> WHAT NEEDS TO BE DONE: Word for word, print the entries that follow.

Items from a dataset

# # # #

PR #15688, opened 2024-03-30
Update MapTiler streets url

mike-000:
As noted in https://github.com/openlayers/openlayers/pull/15669#discussion_r1544490546 multiple examples are using an outdated url.


ahocevar (approved):
Thanks, @mike-000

# # # #

> SOLUTION FOR THIS TASK:
PR #15688, opened 2024-03-30
Update MapTiler streets url

mike-000:
As noted in https://github.com/openlayers/openlayers/pull/15669#discussion_r1544490546 multiple examples are using an outdated url.


ahocevar (approved):
Thanks, @mike-000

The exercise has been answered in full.